BRIEF = Your answer must be the records, copied with no change.

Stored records

PR #245, opened 2026-05-10
Add pause/resume to meeting recording (#235)

### LINKED ISSUE #235: [Feature Request] A Pause button for transcribing: same as Stop button, but stitches the recordings together into 1 long audio file
Hi all, thank you for creating such a useful tool. 

So the way I use live transcription a lot of times needs me to pause, read what I just said, and think of the next sentence.

The Pause function I'm speaking of is not different functionally from how Macparakeet works currently:

1. I press a button and speak. 
2. I press the button again and the transcription is pasted as text. 

The only difference is that at the end I want to have 1 long audio recording file instead of many small files. 

This way I can then easily re-transcribe that file using Whisper or another model in one go. 

So everything stays the same, only when you pause the new recording is appended to the previous recording until you press stop. 

Hope it makes sense! 
Thank you.

moona3k:
## Summary
Adds a Pause/Resume toggle to in-flight meeting recordings so users can take a thinking break without ending the session, then resume into the same audio file. The resulting `.m4a` has no silent gap, and persisted duration excludes paused time. Closes #235.

## For users
- Pause and resume an active meeting recording from three places: the floating pill (right-click menu), the meeting panel header, and the Transcribe-tab recording tile.
- The saved audio file is one continuous recording — pauses are invisible when you scrub it, so you can re-transcribe with Whisper or another model in one pass.
- Saved duration reflects only time actually recorded; pausing then stopping does not pad the number.
- Pause is visually quiet but honest: the rosette dims with a pause-bar overlay, the hover badge swaps the red dot for a pause glyph, and the status label flips to "Paused".

## How it works
Pause is a software toggle, not a capture teardown. The mic and ScreenCaptureKit streams stay subscribed; the service simply discards incoming buffers while paused. That keeps resume instant and avoids mic/system desync. The audio writer's PTS counter is preserved across the pause window, so the file is gap-free. The flow state machine is unchanged — pause is a sub-state of `recording`.

```
  [Recording] --pause--> [Paused] --resume--> [Recording]
       \                    |                     /
        \                   v                    /
         +-----------> [Stopped] <--------------+
```

## Code touchpoints
- `Sources/MacParakeetCore/Services/MeetingRecording/MeetingRecordingService.swift` — pause/resume actor methods, buffer-discard, PTS preservation
- `Sources/MacParakeet/App/MeetingRecordingFlowCoordinator.swift` — `togglePause()` with stale-toggle cancellation and 150ms reconciler
- `Sources/MacParakeetViewModels/MeetingRecordingPillViewModel.swift` and `MeetingRecordingPanelViewModel.swift` — `.paused` state plumbing
- `Sources/MacParakeet/Views/MeetingRecording/MeetingRecordingPillView.swift` and `MeetingRecordingPillController.swift` — dimmed rosette, pause-bar overlay, right-click menu item
- `spec/adr/014-meeting-recording.md` §11 — design rationale; REQ-MEET-011 in `spec/kernel/requirements.yaml`

Closes #235.


moona3k:
## 9-agent review pass — findings + fixes

Ran a fresh-eye review with 3 codex + 3 gemini + 3 claude agents on independent lenses (race conditions, audio pipeline, test coverage, UX consistency, concurrency safety, docs alignment, edge cases, backward compat, code style). Plus my own re-read.

### Critical bug found and fixed

**Live transcript silently died after first pause+resume cycle.** `pauseRecording` called `await captureOrchestrator.reset()` to clear partial joiner/chunker state. That reset zeroed `AudioChunker.totalSamplesProcessed`, so post-resume chunks emitted at `startMs ≈ 0`. `MeetingTranscriptAssembler.apply` deduplicates against `lastCommittedEndMs[source]` via `endMs > cutoff` — every post-resume word fell below the pre-pause cutoff and was filtered out. The audio file was fine (storage writer is independent of the chunker), and the post-stop final transcription is fine (re-runs the audio end-to-end), but the LIVE preview stopped advancing after the first pause.

Fix: stop calling `captureOrchestrator.reset()`. The cost is one boundary chunk that may concatenate pre-pause and post-resume samples in the live transcript only — at-most-5s artifact, not a correctness issue. Independently caught by Codex audio P0 and my own fresh-eye scan; the fix is a one-line removal plus a direct assembler regression test.

### Major issues found and fixed

- **Optimistic UI flip race with polling reconciler** (Codex races + my own). `togglePause` flipped `pillViewModel.state = .paused` before awaiting `meetingRecordingService.pauseRecording()`. The 150ms polling task could read `captureMode == .full` before the pause Task ran and revert pill state to `.recording`, producing a `.paused → .recording → .paused` flicker. Fix: store the toggle Task as `pauseToggleTask`, cancel stale ones on rapid clicks, flip the UI only after the service confirms.
- **Rapid-toggle reentrancy through `await captureOrchestrator.reset()`** (Claude edges). Same fix as above — removing the reset closes the suspension window where a resume Task could clear `paused` mid-pause and leave `accumulatedPausedDuration` undercounted.
- **Reduce Motion not honored on rosettes** (Gemini UX x2). Both `MerkabaPillIcon` (pill) and `SacredFlowerTile` (tile) animated unconditionally — accessibility regression. Now gate `isAnimating` on `!reduceMotion`.

### Minor UX/style fixes

- Hover scale 1.06 → 1.08 on `PauseResumeButton` (match `StopRecordingButton`).
- Tile rosette dim opacity 0.55 → 0.45 (match pill).
- Added pause-bars overlay to tile rosette (match pill).
- Right-click menu keeps `leaf` symbol across listening/paused (preserve flower metaphor; was swapping to `pause.circle`).
- Panel header status dot uses dimmed success-green when paused, not `textTertiary` (reads as "active but quiet" rather than "disabled").
- `guard let _ = currentSession` → `guard currentSession != nil`.
- Trimmed scattered `(issue #235)` comments and over-explained doc lines on new state vars.

### Tests added (43 total in MeetingRecordingServiceTests, was 40)

- `testCancelWhilePausedClearsAllPauseStateAndRecordingState` — cleanupState reset coverage.
- `testRapidPauseResumeStormSettlesInLastUserIntent` — idempotency under rapid toggle.
- `testLiveTranscriptDoesNotDieAfterPauseResume` — direct assembler regression guard against the captureOrchestrator-reset bug.

### Deferred (documented as known limitations in ADR-014 §11)

- **Sleep-during-pause auto-finalizes the meeting.** `sourceInterrupted` events aren't gated by `paused`, so a Mac going to sleep with a paused recording routes through the existing capture-failure path and ends the meeting cleanly. No data loss, but the user expecting to resume after wake gets a finalized meeting. Follow-up PR can either auto-pause-stop on `NSWorkspace.willSleepNotification` or attempt stream re-init on wake.
- **Telemetry semantic drift on `durationSeconds`.** `meetingRecordingCompleted` and `meetingRecordingCancelled` now emit active-recording time (excludes pause), not wallclock. Cohort analysis spanning the merge date will silently mix two definitions. The follow-up PR adding pause/resume telemetry events should add a `pausedSeconds` field on `meetingRecordingCompleted` so analyses can disambiguate; needs the website allowlist updated in lockstep.
- **Lock file lacks pause state.** Crash-during-pause leaves the lock state as `.recording`. Recovery's wallclock fallback over-counts pause time IF both source files are unreadable (edge case). Persisting `accumulatedPausedDuration` to the lock file would defend this.

### Validation

- `swift test` — 2264 tests, 1 skipped, 0 failures (added 3 new tests).
- `swift build` — clean.
- Diff: `eaf1fa8d..a1b6c7e6`, +194 / -88 across 11 files.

FINAL ANSWER =
PR #245, opened 2026-05-10
Add pause/resume to meeting recording (#235)

### LINKED ISSUE #235: [Feature Request] A Pause button for transcribing: same as Stop button, but stitches the recordings together into 1 long audio file
Hi all, thank you for creating such a useful tool. 

So the way I use live transcription a lot of times needs me to pause, read what I just said, and think of the next sentence.

The Pause function I'm speaking of is not different functionally from how Macparakeet works currently:

1. I press a button and speak. 
2. I press the button again and the transcription is pasted as text. 

The only difference is that at the end I want to have 1 long audio recording file instead of many small files. 

This way I can then easily re-transcribe that file using Whisper or another model in one go. 

So everything stays the same, only when you pause the new recording is appended to the previous recording until you press stop. 

Hope it makes sense! 
Thank you.

moona3k:
## Summary
Adds a Pause/Resume toggle to in-flight meeting recordings so users can take a thinking break without ending the session, then resume into the same audio file. The resulting `.m4a` has no silent gap, and persisted duration excludes paused time. Closes #235.

## For users
- Pause and resume an active meeting recording from three places: the floating pill (right-click menu), the meeting panel header, and the Transcribe-tab recording tile.
- The saved audio file is one continuous recording — pauses are invisible when you scrub it, so you can re-transcribe with Whisper or another model in one pass.
- Saved duration reflects only time actually recorded; pausing then stopping does not pad the number.
- Pause is visually quiet but honest: the rosette dims with a pause-bar overlay, the hover badge swaps the red dot for a pause glyph, and the status label flips to "Paused".

## How it works
Pause is a software toggle, not a capture teardown. The mic and ScreenCaptureKit streams stay subscribed; the service simply discards incoming buffers while paused. That keeps resume instant and avoids mic/system desync. The audio writer's PTS counter is preserved across the pause window, so the file is gap-free. The flow state machine is unchanged — pause is a sub-state of `recording`.

```
  [Recording] --pause--> [Paused] --resume--> [Recording]
       \                    |                     /
        \                   v                    /
         +-----------> [Stopped] <--------------+
```

## Code touchpoints
- `Sources/MacParakeetCore/Services/MeetingRecording/MeetingRecordingService.swift` — pause/resume actor methods, buffer-discard, PTS preservation
- `Sources/MacParakeet/App/MeetingRecordingFlowCoordinator.swift` — `togglePause()` with stale-toggle cancellation and 150ms reconciler
- `Sources/MacParakeetViewModels/MeetingRecordingPillViewModel.swift` and `MeetingRecordingPanelViewModel.swift` — `.paused` state plumbing
- `Sources/MacParakeet/Views/MeetingRecording/MeetingRecordingPillView.swift` and `MeetingRecordingPillController.swift` — dimmed rosette, pause-bar overlay, right-click menu item
- `spec/adr/014-meeting-recording.md` §11 — design rationale; REQ-MEET-011 in `spec/kernel/requirements.yaml`

Closes #235.


moona3k:
## 9-agent review pass — findings + fixes

Ran a fresh-eye review with 3 codex + 3 gemini + 3 claude agents on independent lenses (race conditions, audio pipeline, test coverage, UX consistency, concurrency safety, docs alignment, edge cases, backward compat, code style). Plus my own re-read.

### Critical bug found and fixed

**Live transcript silently died after first pause+resume cycle.** `pauseRecording` called `await captureOrchestrator.reset()` to clear partial joiner/chunker state. That reset zeroed `AudioChunker.totalSamplesProcessed`, so post-resume chunks emitted at `startMs ≈ 0`. `MeetingTranscriptAssembler.apply` deduplicates against `lastCommittedEndMs[source]` via `endMs > cutoff` — every post-resume word fell below the pre-pause cutoff and was filtered out. The audio file was fine (storage writer is independent of the chunker), and the post-stop final transcription is fine (re-runs the audio end-to-end), but the LIVE preview stopped advancing after the first pause.

Fix: stop calling `captureOrchestrator.reset()`. The cost is one boundary chunk that may concatenate pre-pause and post-resume samples in the live transcript only — at-most-5s artifact, not a correctness issue. Independently caught by Codex audio P0 and my own fresh-eye scan; the fix is a one-line removal plus a direct assembler regression test.

### Major issues found and fixed

- **Optimistic UI flip race with polling reconciler** (Codex races + my own). `togglePause` flipped `pillViewModel.state = .paused` before awaiting `meetingRecordingService.pauseRecording()`. The 150ms polling task could read `captureMode == .full` before the pause Task ran and revert pill state to `.recording`, producing a `.paused → .recording → .paused` flicker. Fix: store the toggle Task as `pauseToggleTask`, cancel stale ones on rapid clicks, flip the UI only after the service confirms.
- **Rapid-toggle reentrancy through `await captureOrchestrator.reset()`** (Claude edges). Same fix as above — removing the reset closes the suspension window where a resume Task could clear `paused` mid-pause and leave `accumulatedPausedDuration` undercounted.
- **Reduce Motion not honored on rosettes** (Gemini UX x2). Both `MerkabaPillIcon` (pill) and `SacredFlowerTile` (tile) animated unconditionally — accessibility regression. Now gate `isAnimating` on `!reduceMotion`.

### Minor UX/style fixes

- Hover scale 1.06 → 1.08 on `PauseResumeButton` (match `StopRecordingButton`).
- Tile rosette dim opacity 0.55 → 0.45 (match pill).
- Added pause-bars overlay to tile rosette (match pill).
- Right-click menu keeps `leaf` symbol across listening/paused (preserve flower metaphor; was swapping to `pause.circle`).
- Panel header status dot uses dimmed success-green when paused, not `textTertiary` (reads as "active but quiet" rather than "disabled").
- `guard let _ = currentSession` → `guard currentSession != nil`.
- Trimmed scattered `(issue #235)` comments and over-explained doc lines on new state vars.

### Tests added (43 total in MeetingRecordingServiceTests, was 40)

- `testCancelWhilePausedClearsAllPauseStateAndRecordingState` — cleanupState reset coverage.
- `testRapidPauseResumeStormSettlesInLastUserIntent` — idempotency under rapid toggle.
- `testLiveTranscriptDoesNotDieAfterPauseResume` — direct assembler regression guard against the captureOrchestrator-reset bug.

### Deferred (documented as known limitations in ADR-014 §11)

- **Sleep-during-pause auto-finalizes the meeting.** `sourceInterrupted` events aren't gated by `paused`, so a Mac going to sleep with a paused recording routes through the existing capture-failure path and ends the meeting cleanly. No data loss, but the user expecting to resume after wake gets a finalized meeting. Follow-up PR can either auto-pause-stop on `NSWorkspace.willSleepNotification` or attempt stream re-init on wake.
- **Telemetry semantic drift on `durationSeconds`.** `meetingRecordingCompleted` and `meetingRecordingCancelled` now emit active-recording time (excludes pause), not wallclock. Cohort analysis spanning the merge date will silently mix two definitions. The follow-up PR adding pause/resume telemetry events should add a `pausedSeconds` field on `meetingRecordingCompleted` so analyses can disambiguate; needs the website allowlist updated in lockstep.
- **Lock file lacks pause state.** Crash-during-pause leaves the lock state as `.recording`. Recovery's wallclock fallback over-counts pause time IF both source files are unreadable (edge case). Persisting `accumulatedPausedDuration` to the lock file would defend this.

### Validation

- `swift test` — 2264 tests, 1 skipped, 0 failures (added 3 new tests).
- `swift build` — clean.
- Diff: `eaf1fa8d..a1b6c7e6`, +194 / -88 across 11 files.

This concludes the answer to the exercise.